PR #21136, opened 2026-03-24
feat: introduce service_tier as a param for models.generate_content and chats.create in google-genai

AstraBert:
Add a `service_tier` constructor arg and propagate it to chats.create and models.generate_content

### DIFF
--- a/llama-index-integrations/llms/llama-index-llms-google-genai/pyproject.toml
+++ b/llama-index-integrations/llms/llama-index-llms-google-genai/pyproject.toml
@@ -27,7 +27,7 @@ dev = [
 
 [project]
 name = "llama-index-llms-google-genai"
-version = "0.9.0"
+version = "0.9.1"
 description = "llama-index llms google genai integration"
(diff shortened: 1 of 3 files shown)


llama-index-integrations/llms/llama-index-llms-google-genai/pyproject.toml
```diff
@@ -27,7 +27,7 @@ dev = [
 
 [project]
 name = "llama-index-llms-google-genai"
-version = "0.9.0"
+version = "0.9.1"
```
logan-markewich, line 30: do we need a minimum version of the genai package to support service tier?

AstraBert: I'm not sure, I think it's an API change under the hood, and the GenAI SDK did not change (last release was one week ago)

logan-markewich: oh interesting 🤔

PR #21144, opened 2026-03-25
Add Plasmate web reader integration

dbhurley:
## Description

Adds a Plasmate web reader for LlamaIndex RAG pipelines.

[Plasmate](https://plasmate.app) is an open-source browser engine that compiles HTML into a Semantic Object Model (SOM), producing 10-16x fewer tokens than raw HTML.

### Usage

```python
from llama_index.readers.plasmate import PlasmateWebReader

reader = PlasmateWebReader()
documents = reader.load_data(urls=["https://example.com"])
```

### Why

Web content is one of the most common data sources for RAG. Current web readers (SimpleWebPageReader, BeautifulSoupWebReader) either return raw HTML or do basic text extraction. Plasmate provides structured semantic content that preserves document hierarchy while dramatically reducing token count.

- Apache 2.0 licensed
- W3C Community Group member
- Available on PyPI, npm, crates.io

### New Package

`llama-index-integrations/readers/llama-index-readers-plasmate/`

- `PlasmateWebReader` — fetches URLs via the `plasmate` CLI, parses the SOM output, and returns `Document` objects with structured text and metadata
- Includes unit tests with mocked subprocess calls
- Follows the standard LlamaIndex reader integration pattern

### DIFF
--- a/llama-index-integrations/readers/llama-index-readers-plasmate/README.md
+++ b/llama-index-integrations/readers/llama-index-readers-plasmate/README.md
@@ -1,0 +1,48 @@
+# LlamaIndex Readers Integration: Plasmate
+
+[Plasmate](https://plasmate.app) is an open-source browser engine that compiles HTML into a [Semantic Object Model (SOM)](https://www.w3.org/community/nicg/), producing **10-16x fewer tokens** than raw HTML while preserving document structure.
+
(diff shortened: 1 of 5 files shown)


logan-markewich:
Appreciate the contribution, but we aren't accepting net-new packages right now.

PR #21173, opened 2026-03-27
fix: QueryFusionRetriever._aretrieve blocks event loop during query generation

### LINKED ISSUE #21159: [Bug]: `QueryFusionRetriever._aretrieve` blocks the event loop during query generation
### Bug Description

`_aretrieve()` calls the synchronous `_get_queries()`, which blocks on `self._llm.complete()` instead of awaiting an async equivalent. When `num_queries > 1` (the default), this blocks the current event loop during query generation and prevents other coroutines on that same loop from making progress until query expansion finishes.

### Version

0.14.19

### Steps to Reproduce

``` python   
import asyncio
from llama_index.core.base.base_retriever import BaseRetriever
from llama_index.core.retrievers import QueryFusionRetriever
from llama_index.core.schema import NodeWithScore, QueryBundle, TextNode

class MockRetriever(BaseRetriever):
      def _retrieve(self, query_bundle):
          return [NodeWithScore(node=TextNode(text="Hi I am Gautam!"), score=1.0)]

retriever = QueryFusionRetriever(
      retrievers=[MockRetriever()],
      llm=OpenAI(model="gpt-5"),
      num_queries=4,
  )

async def other_work():
      await asyncio.sleep(0.1)
      print("other work ran")

task = asyncio.ensure_future(other_work())
await retriever.aretrieve("What is the capital of France?")
print(f"other_work done: {task.done()}")  

``` 

### Relevant Logs/Tracbacks

```shell
other_work done: False

So basically the task had the entire duration of a real OpenAI HTTP call to complete its
0.1s sleep and still never got scheduled.
```

ViceSaber:
## Description
Fix `QueryFusionRetriever._aretrieve` blocking the event loop during query generation.

## Problem
`_aretrieve()` calls the synchronous `_get_queries()`, which calls `self._llm.complete()` synchronously. When `num_queries > 1` (the default), this blocks the current event loop during query expansion and prevents other coroutines from making progress.

## Solution
- Added `_aget_queries()` that uses `await self._llm.acomplete()` instead of `self._llm.complete()`
- Updated `_aretrieve()` to `await self._aget_queries()` instead of calling `_get_queries()`
- Extracted `_parse_query_response()` to avoid code duplication between sync and async versions

## Testing
Verified syntax is valid. The async path now properly yields control during LLM calls.

Fixes #21159

### DIFF
--- a/llama-index-core/llama_index/core/retrievers/fusion_retriever.py
+++ b/llama-index-core/llama_index/core/retrievers/fusion_retriever.py
@@ -86,9 +86,21 @@ class QueryFusionRetriever(BaseRetriever):
             query=original_query,
         )
         response = self._llm.complete(prompt_str)
+        return self._parse_query_response(response.text)
 
+    async def _aget_queries(self, original_query: str) -> List[QueryBundle]:
+        """Async version of _get_queries that doesn't block the event loop."""
+        prompt_str = self.query_gen_prompt.format(
+            num_queries=self.num_queries - 1,
+            query=original_query,
+        )
+        response = await self._llm.acomplete(prompt_str)
+        return self._parse_query_response(response.text)
+
+    def _parse_query_response(self, text: str) -> List[QueryBundle]:
+        """Parse LLM response text into query bundles."""
         # Strip code block and assume LLM properly put each query on a newline
-        queries = response.text.strip("`").split("\n")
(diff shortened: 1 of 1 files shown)


gautamvarmadatla:
Hi tysm for working on this :) 

I already created a PR when I opened the issue

PR #22482, opened 2026-07-28
fix(openai): include cached_tokens and reasoning_tokens in usage metadata

Aftabbs:
## Summary

`_get_response_token_counts()` in the OpenAI LLM integration only returned the three base token fields (`prompt_tokens`, `completion_tokens`, `total_tokens`) and silently dropped two important fields that the OpenAI API returns:

- **`prompt_tokens_details.cached_tokens`** — present when the prompt was served from OpenAI's KV-cache (prompt caching feature, gpt-4o+ models). Users paying for cached prompts had no visibility into how many tokens were served from cache.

+ + + +

_ACTIVITY_. The whole listing, restated word for word, is the expected answer.

_SOLUTION_.
PR #21136, opened 2026-03-24
feat: introduce service_tier as a param for models.generate_content and chats.create in google-genai

AstraBert:
Add a `service_tier` constructor arg and propagate it to chats.create and models.generate_content

### DIFF
--- a/llama-index-integrations/llms/llama-index-llms-google-genai/pyproject.toml
+++ b/llama-index-integrations/llms/llama-index-llms-google-genai/pyproject.toml
@@ -27,7 +27,7 @@ dev = [
 
 [project]
 name = "llama-index-llms-google-genai"
-version = "0.9.0"
+version = "0.9.1"
 description = "llama-index llms google genai integration"
(diff shortened: 1 of 3 files shown)


llama-index-integrations/llms/llama-index-llms-google-genai/pyproject.toml
```diff
@@ -27,7 +27,7 @@ dev = [
 
 [project]
 name = "llama-index-llms-google-genai"
-version = "0.9.0"
+version = "0.9.1"
```
logan-markewich, line 30: do we need a minimum version of the genai package to support service tier?

AstraBert: I'm not sure, I think it's an API change under the hood, and the GenAI SDK did not change (last release was one week ago)

logan-markewich: oh interesting 🤔

PR #21144, opened 2026-03-25
Add Plasmate web reader integration

dbhurley:
## Description

Adds a Plasmate web reader for LlamaIndex RAG pipelines.

[Plasmate](https://plasmate.app) is an open-source browser engine that compiles HTML into a Semantic Object Model (SOM), producing 10-16x fewer tokens than raw HTML.

### Usage

```python
from llama_index.readers.plasmate import PlasmateWebReader

reader = PlasmateWebReader()
documents = reader.load_data(urls=["https://example.com"])
```

### Why

Web content is one of the most common data sources for RAG. Current web readers (SimpleWebPageReader, BeautifulSoupWebReader) either return raw HTML or do basic text extraction. Plasmate provides structured semantic content that preserves document hierarchy while dramatically reducing token count.

- Apache 2.0 licensed
- W3C Community Group member
- Available on PyPI, npm, crates.io

### New Package

`llama-index-integrations/readers/llama-index-readers-plasmate/`

- `PlasmateWebReader` — fetches URLs via the `plasmate` CLI, parses the SOM output, and returns `Document` objects with structured text and metadata
- Includes unit tests with mocked subprocess calls
- Follows the standard LlamaIndex reader integration pattern

### DIFF
--- a/llama-index-integrations/readers/llama-index-readers-plasmate/README.md
+++ b/llama-index-integrations/readers/llama-index-readers-plasmate/README.md
@@ -1,0 +1,48 @@
+# LlamaIndex Readers Integration: Plasmate
+
+[Plasmate](https://plasmate.app) is an open-source browser engine that compiles HTML into a [Semantic Object Model (SOM)](https://www.w3.org/community/nicg/), producing **10-16x fewer tokens** than raw HTML while preserving document structure.
+
(diff shortened: 1 of 5 files shown)


logan-markewich:
Appreciate the contribution, but we aren't accepting net-new packages right now.

PR #21173, opened 2026-03-27
fix: QueryFusionRetriever._aretrieve blocks event loop during query generation

### LINKED ISSUE #21159: [Bug]: `QueryFusionRetriever._aretrieve` blocks the event loop during query generation
### Bug Description

`_aretrieve()` calls the synchronous `_get_queries()`, which blocks on `self._llm.complete()` instead of awaiting an async equivalent. When `num_queries > 1` (the default), this blocks the current event loop during query generation and prevents other coroutines on that same loop from making progress until query expansion finishes.

### Version

0.14.19

### Steps to Reproduce

``` python   
import asyncio
from llama_index.core.base.base_retriever import BaseRetriever
from llama_index.core.retrievers import QueryFusionRetriever
from llama_index.core.schema import NodeWithScore, QueryBundle, TextNode

class MockRetriever(BaseRetriever):
      def _retrieve(self, query_bundle):
          return [NodeWithScore(node=TextNode(text="Hi I am Gautam!"), score=1.0)]

retriever = QueryFusionRetriever(
      retrievers=[MockRetriever()],
      llm=OpenAI(model="gpt-5"),
      num_queries=4,
  )

async def other_work():
      await asyncio.sleep(0.1)
      print("other work ran")

task = asyncio.ensure_future(other_work())
await retriever.aretrieve("What is the capital of France?")
print(f"other_work done: {task.done()}")  

``` 

### Relevant Logs/Tracbacks

```shell
other_work done: False

So basically the task had the entire duration of a real OpenAI HTTP call to complete its
0.1s sleep and still never got scheduled.
```

ViceSaber:
## Description
Fix `QueryFusionRetriever._aretrieve` blocking the event loop during query generation.

## Problem
`_aretrieve()` calls the synchronous `_get_queries()`, which calls `self._llm.complete()` synchronously. When `num_queries > 1` (the default), this blocks the current event loop during query expansion and prevents other coroutines from making progress.

## Solution
- Added `_aget_queries()` that uses `await self._llm.acomplete()` instead of `self._llm.complete()`
- Updated `_aretrieve()` to `await self._aget_queries()` instead of calling `_get_queries()`
- Extracted `_parse_query_response()` to avoid code duplication between sync and async versions

## Testing
Verified syntax is valid. The async path now properly yields control during LLM calls.

Fixes #21159

### DIFF
--- a/llama-index-core/llama_index/core/retrievers/fusion_retriever.py
+++ b/llama-index-core/llama_index/core/retrievers/fusion_retriever.py
@@ -86,9 +86,21 @@ class QueryFusionRetriever(BaseRetriever):
             query=original_query,
         )
         response = self._llm.complete(prompt_str)
+        return self._parse_query_response(response.text)
 
+    async def _aget_queries(self, original_query: str) -> List[QueryBundle]:
+        """Async version of _get_queries that doesn't block the event loop."""
+        prompt_str = self.query_gen_prompt.format(
+            num_queries=self.num_queries - 1,
+            query=original_query,
+        )
+        response = await self._llm.acomplete(prompt_str)
+        return self._parse_query_response(response.text)
+
+    def _parse_query_response(self, text: str) -> List[QueryBundle]:
+        """Parse LLM response text into query bundles."""
         # Strip code block and assume LLM properly put each query on a newline
-        queries = response.text.strip("`").split("\n")
(diff shortened: 1 of 1 files shown)


gautamvarmadatla:
Hi tysm for working on this :) 

I already created a PR when I opened the issue

PR #22482, opened 2026-07-28
fix(openai): include cached_tokens and reasoning_tokens in usage metadata

Aftabbs:
## Summary

`_get_response_token_counts()` in the OpenAI LLM integration only returned the three base token fields (`prompt_tokens`, `completion_tokens`, `total_tokens`) and silently dropped two important fields that the OpenAI API returns:

- **`prompt_tokens_details.cached_tokens`** — present when the prompt was served from OpenAI's KV-cache (prompt caching feature, gpt-4o+ models). Users paying for cached prompts had no visibility into how many tokens were served from cache.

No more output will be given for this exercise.